**DIRECTIONS:**
Every record here must be set down once more, precisely as it reads.
━━━━━━━━━━
Issue #17173, opened 2025-05-27
DPoP filter is ignored when another AuthenticationFilter is present


gbaso:
DPoP filter is implemented as a an `AuthenticationConverter` applied to an `AuthenticationFilter`. `AuthenticationFilter` extends `OncePerRequestFilter`, which means that only the first filter of that type actually do its filtering. An attribute then is added to the request that prevents additional filters of the same type to do anything other than proceeding to the next filter.

In my experience, `AuthenticationFilter` plus `AuthenticationConverter` is the easiest way to create a custom filter, therefore I believe it to be very commonly used. Depending on the configuration, either DPoP or the custom filter is completely disabled, based on the filter ordering.

Sample application with oauth2 resource server + custom API key: https://github.com/gbaso/oauth2-api-server

jgrandja:
@gbaso Thanks for reporting this. Indeed this is an issue if there is more than one `AuthenticationFilter` in the chain.

Overriding `OncePerRequestFilter.getAlreadyFilteredAttributeName()` would solve this issue.

Would you be interested in submitting a fix?

therepanic:
If no one would mind, I could prepare a fix.

gbaso:
@therepanic you can go ahead

jgrandja:
@gbaso This is now resolved via gh-17216. I'll mark this as a duplicate.

PR #17186, opened 2025-05-29
Fix to allow multiple AuthenticationFilter instances to process each request

therepanic:
This change will enable us to use multiple `AuthenticationFilter`.

Fix: #17173

### DIFF
--- a/web/src/main/java/org/springframework/security/web/authentication/AuthenticationFilter.java
+++ b/web/src/main/java/org/springframework/security/web/authentication/AuthenticationFilter.java
@@ -1,5 +1,5 @@
 /*
- * Copyright 2002-2022 the original author or authors.
+ * Copyright 2002-2025 the original author or authors.
  *
  * Licensed under the Apache License, Version 2.0 (the "License");
  * you may not use this file except in compliance with the License.
@@ -64,6 +64,7 @@ import org.springframework.web.filter.OncePerRequestFilter;
  * </ul>
  *
  * @author Sergey Bespalov
+ * @author Andrey Litvitski
  * @since 5.2.0
  */
 public class AuthenticationFilter extends OncePerRequestFilter {
@@ -220,6 +221,15 @@ public class AuthenticationFilter extends OncePerRequestFilter {
 			throw new ServletException("AuthenticationManager should not return null Authentication object.");
 		}
 		return authenticationResult;
+	}
+
+	@Override
+	protected String getAlreadyFilteredAttributeName() {
+		String name = getFilterName();
+		if (name == null) {
+			name = getClass().getName().concat("-" + System.identityHashCode(this));
+		}
+		return name + ALREADY_FILTERED_SUFFIX;
 	}
 
 }
--- a/web/src/test/java/org/springframework/security/web/authentication/AuthenticationFilterTests.java
+++ b/web/src/test/java/org/springframework/security/web/authentication/AuthenticationFilterTests.java
@@ -1,5 +1,5 @@
 /*
- * Copyright 2002-2022 the original author or authors.
+ * Copyright 2002-2025 the original author or authors.
  *
  * Licensed under the Apache License, Version 2.0 (the "License");
  * you may not use this file except in compliance with the License.
@@ -17,6 +17,7 @@
 package org.springframework.security.web.authentication;
 
 import jakarta.servlet.FilterChain;
+import jakarta.servlet.Servlet;
 import jakarta.servlet.ServletException;
 import jakarta.servlet.ServletRequest;
 import jakarta.servlet.ServletResponse;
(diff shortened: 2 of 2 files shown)


web/src/main/java/org/springframework/security/web/authentication/AuthenticationFilter.java
```diff
@@ -222,4 +223,9 @@ private Authentication attemptAuthentication(HttpServletRequest request, HttpSer
 		return authenticationResult;
 	}
 
+	@Override
+	protected String getAlreadyFilteredAttributeName() {
+		return getClass().getName() + ".FILTERED";
```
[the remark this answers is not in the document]
therepanic: I apologize for not accurately solving the problem. We do want each `AuthenticationFilter` instance to be honored in the chain. What I did I guess won't work if the filters are the same and added to the chain. Then I guess we need to use something like `identityHashCode` for `getAlreadyFilteredAttributeName()`? Thanks.

web/src/main/java/org/springframework/security/web/authentication/AuthenticationFilter.java
```diff
@@ -222,4 +223,9 @@ private Authentication attemptAuthentication(HttpServletRequest request, HttpSer
 		return authenticationResult;
 	}
 
+	@Override
+	protected String getAlreadyFilteredAttributeName() {
```
jgrandja, line 227: I just realized that this is a public API change and therefore cannot be applied in `6.5.1` release. We'll need to address this issue with `AuthenticationFilter` in a separate issue targeted for `7.0`.

For now, we need to address gh-17173 and I think the easiest solution is to define the following in `DPoPAuthenticationConfigurer`:

```
private static final class DPoPAuthenticationFilter extends AuthenticationFilter {

	private DPoPAuthenticationFilter(AuthenticationManager authenticationManager, AuthenticationConverter authenticationConverter) {
		super(authenticationManager, authenticationConverter);
	}

}
```

I think this should solve the bug.

jgrandja: @therepanic Please hold off on the proposed change in my previous comment. The root issue is in `AuthenticationFilter` and we still need to address it as a bug. We might still be able to get your change into `6.5.1` but let me think about this for a bit.

therepanic: Thanks for the advice. You want me to create a separate issue and link the PR to it?

jgrandja: @therepanic See [comment](https://github.com/spring-projects/spring-security/pull/17186#discussion_r2123320045)

therepanic:
I believe that it is #17173 that we have now solved. However I also understand the problem that I solved in the last commit as you said for merge is now unavailable? What should we do about it now?

jgrandja:
@therepanic Maybe you missed my last [comment](https://github.com/spring-projects/spring-security/pull/17186#discussion_r2123320045)?

We should fix this in `AuthenticationFilter` as it's a bug. Please go back to previous commit and override `getAlreadyFilteredAttributeName()` as follows:

```java
@Override
protected String getAlreadyFilteredAttributeName() {
	String name = getFilterName();
	if (name == null) {
		name = AuthenticationFilter.class.getSimpleName() + "." +
				getAuthenticationConverter().getClass().getSimpleName();
	}
	return name + ALREADY_FILTERED_SUFFIX;
}
```

We'll need to get this fix into all supported OSS branches so please rebase the fix off of `6.3.x`.

therepanic:
I apologize for the misunderstanding. I really didn't see that you asked in the next comment to leave it as is.

You posted how it should be overrided and I have a question. Will this work at all? In my last commit I added a test like this:
```java
@Test
public void filterWhenInFilterChainThenBothAreExecuted() throws Exception {
	MockHttpServletRequest request = new MockHttpServletRequest(“GET”, “/”);
	MockHttpServletResponse response = new MockHttpServletResponse();
	AuthenticationFilter filter1 = new AuthenticationFilter(this.authenticationManager,
			this.authenticationConverter);
	AuthenticationConverter converter2 = mock(AuthenticationConverter.class);
	AuthenticationFilter filter2 = new AuthenticationFilter(this.authenticationManager, converter2);
	FilterChain chain = new MockFilterChain(mock(Servlet.class), filter1, filter2);
	verify(this.authenticationConverter).convert(any());
	verify(converter2).convert(any());
}
```

Tell me if it is incorrect. However, if it is correct, then the test will fail with the solution you submitted.

jgrandja:
You are right the test will fail because of how Mockito names the mocks.

Let's change the implementation as follows:

```java
@Override
protected String getAlreadyFilteredAttributeName() {
	String name = getFilterName();
	if (name == null) {
		name = getClass().getName().concat("-" + System.identityHashCode(this));
	}
	return name + ALREADY_FILTERED_SUFFIX;
}
```

therepanic:
Thanks, my previous implementation in the last commit used `System.identityHashCode` as well. I reverted everything and now I think we are fine.

jgrandja:
Thanks for the updates @therepanic. This is now merged.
━━━━━━━━━━
**REPLY TO THE TASK:**
Issue #17173, opened 2025-05-27
DPoP filter is ignored when another AuthenticationFilter is present


gbaso:
DPoP filter is implemented as a an `AuthenticationConverter` applied to an `AuthenticationFilter`. `AuthenticationFilter` extends `OncePerRequestFilter`, which means that only the first filter of that type actually do its filtering. An attribute then is added to the request that prevents additional filters of the same type to do anything other than proceeding to the next filter.

In my experience, `AuthenticationFilter` plus `AuthenticationConverter` is the easiest way to create a custom filter, therefore I believe it to be very commonly used. Depending on the configuration, either DPoP or the custom filter is completely disabled, based on the filter ordering.

Sample application with oauth2 resource server + custom API key: https://github.com/gbaso/oauth2-api-server

jgrandja:
@gbaso Thanks for reporting this. Indeed this is an issue if there is more than one `AuthenticationFilter` in the chain.

Overriding `OncePerRequestFilter.getAlreadyFilteredAttributeName()` would solve this issue.

Would you be interested in submitting a fix?

therepanic:
If no one would mind, I could prepare a fix.

gbaso:
@therepanic you can go ahead

jgrandja:
@gbaso This is now resolved via gh-17216. I'll mark this as a duplicate.

PR #17186, opened 2025-05-29
Fix to allow multiple AuthenticationFilter instances to process each request

therepanic:
This change will enable us to use multiple `AuthenticationFilter`.

Fix: #17173

### DIFF
--- a/web/src/main/java/org/springframework/security/web/authentication/AuthenticationFilter.java
+++ b/web/src/main/java/org/springframework/security/web/authentication/AuthenticationFilter.java
@@ -1,5 +1,5 @@
 /*
- * Copyright 2002-2022 the original author or authors.
+ * Copyright 2002-2025 the original author or authors.
  *
  * Licensed under the Apache License, Version 2.0 (the "License");
  * you may not use this file except in compliance with the License.
@@ -64,6 +64,7 @@ import org.springframework.web.filter.OncePerRequestFilter;
  * </ul>
  *
  * @author Sergey Bespalov
+ * @author Andrey Litvitski
  * @since 5.2.0
  */
 public class AuthenticationFilter extends OncePerRequestFilter {
@@ -220,6 +221,15 @@ public class AuthenticationFilter extends OncePerRequestFilter {
 			throw new ServletException("AuthenticationManager should not return null Authentication object.");
 		}
 		return authenticationResult;
+	}
+
+	@Override
+	protected String getAlreadyFilteredAttributeName() {
+		String name = getFilterName();
+		if (name == null) {
+			name = getClass().getName().concat("-" + System.identityHashCode(this));
+		}
+		return name + ALREADY_FILTERED_SUFFIX;
 	}
 
 }
--- a/web/src/test/java/org/springframework/security/web/authentication/AuthenticationFilterTests.java
+++ b/web/src/test/java/org/springframework/security/web/authentication/AuthenticationFilterTests.java
@@ -1,5 +1,5 @@
 /*
- * Copyright 2002-2022 the original author or authors.
+ * Copyright 2002-2025 the original author or authors.
  *
  * Licensed under the Apache License, Version 2.0 (the "License");
  * you may not use this file except in compliance with the License.
@@ -17,6 +17,7 @@
 package org.springframework.security.web.authentication;
 
 import jakarta.servlet.FilterChain;
+import jakarta.servlet.Servlet;
 import jakarta.servlet.ServletException;
 import jakarta.servlet.ServletRequest;
 import jakarta.servlet.ServletResponse;
(diff shortened: 2 of 2 files shown)


web/src/main/java/org/springframework/security/web/authentication/AuthenticationFilter.java
```diff
@@ -222,4 +223,9 @@ private Authentication attemptAuthentication(HttpServletRequest request, HttpSer
 		return authenticationResult;
 	}
 
+	@Override
+	protected String getAlreadyFilteredAttributeName() {
+		return getClass().getName() + ".FILTERED";
```
[the remark this answers is not in the document]
therepanic: I apologize for not accurately solving the problem. We do want each `AuthenticationFilter` instance to be honored in the chain. What I did I guess won't work if the filters are the same and added to the chain. Then I guess we need to use something like `identityHashCode` for `getAlreadyFilteredAttributeName()`? Thanks.

web/src/main/java/org/springframework/security/web/authentication/AuthenticationFilter.java
```diff
@@ -222,4 +223,9 @@ private Authentication attemptAuthentication(HttpServletRequest request, HttpSer
 		return authenticationResult;
 	}
 
+	@Override
+	protected String getAlreadyFilteredAttributeName() {
```
jgrandja, line 227: I just realized that this is a public API change and therefore cannot be applied in `6.5.1` release. We'll need to address this issue with `AuthenticationFilter` in a separate issue targeted for `7.0`.

For now, we need to address gh-17173 and I think the easiest solution is to define the following in `DPoPAuthenticationConfigurer`:

```
private static final class DPoPAuthenticationFilter extends AuthenticationFilter {

	private DPoPAuthenticationFilter(AuthenticationManager authenticationManager, AuthenticationConverter authenticationConverter) {
		super(authenticationManager, authenticationConverter);
	}

}
```

I think this should solve the bug.

jgrandja: @therepanic Please hold off on the proposed change in my previous comment. The root issue is in `AuthenticationFilter` and we still need to address it as a bug. We might still be able to get your change into `6.5.1` but let me think about this for a bit.

therepanic: Thanks for the advice. You want me to create a separate issue and link the PR to it?

jgrandja: @therepanic See [comment](https://github.com/spring-projects/spring-security/pull/17186#discussion_r2123320045)

therepanic:
I believe that it is #17173 that we have now solved. However I also understand the problem that I solved in the last commit as you said for merge is now unavailable? What should we do about it now?

jgrandja:
@therepanic Maybe you missed my last [comment](https://github.com/spring-projects/spring-security/pull/17186#discussion_r2123320045)?

We should fix this in `AuthenticationFilter` as it's a bug. Please go back to previous commit and override `getAlreadyFilteredAttributeName()` as follows:

```java
@Override
protected String getAlreadyFilteredAttributeName() {
	String name = getFilterName();
	if (name == null) {
		name = AuthenticationFilter.class.getSimpleName() + "." +
				getAuthenticationConverter().getClass().getSimpleName();
	}
	return name + ALREADY_FILTERED_SUFFIX;
}
```

We'll need to get this fix into all supported OSS branches so please rebase the fix off of `6.3.x`.

therepanic:
I apologize for the misunderstanding. I really didn't see that you asked in the next comment to leave it as is.

You posted how it should be overrided and I have a question. Will this work at all? In my last commit I added a test like this:
```java
@Test
public void filterWhenInFilterChainThenBothAreExecuted() throws Exception {
	MockHttpServletRequest request = new MockHttpServletRequest(“GET”, “/”);
	MockHttpServletResponse response = new MockHttpServletResponse();
	AuthenticationFilter filter1 = new AuthenticationFilter(this.authenticationManager,
			this.authenticationConverter);
	AuthenticationConverter converter2 = mock(AuthenticationConverter.class);
	AuthenticationFilter filter2 = new AuthenticationFilter(this.authenticationManager, converter2);
	FilterChain chain = new MockFilterChain(mock(Servlet.class), filter1, filter2);
	verify(this.authenticationConverter).convert(any());
	verify(converter2).convert(any());
}
```

Tell me if it is incorrect. However, if it is correct, then the test will fail with the solution you submitted.

jgrandja:
You are right the test will fail because of how Mockito names the mocks.

Let's change the implementation as follows:

```java
@Override
protected String getAlreadyFilteredAttributeName() {
	String name = getFilterName();
	if (name == null) {
		name = getClass().getName().concat("-" + System.identityHashCode(this));
	}
	return name + ALREADY_FILTERED_SUFFIX;
}
```

therepanic:
Thanks, my previous implementation in the last commit used `System.identityHashCode` as well. I reverted everything and now I think we are fine.

jgrandja:
Thanks for the updates @therepanic. This is now merged.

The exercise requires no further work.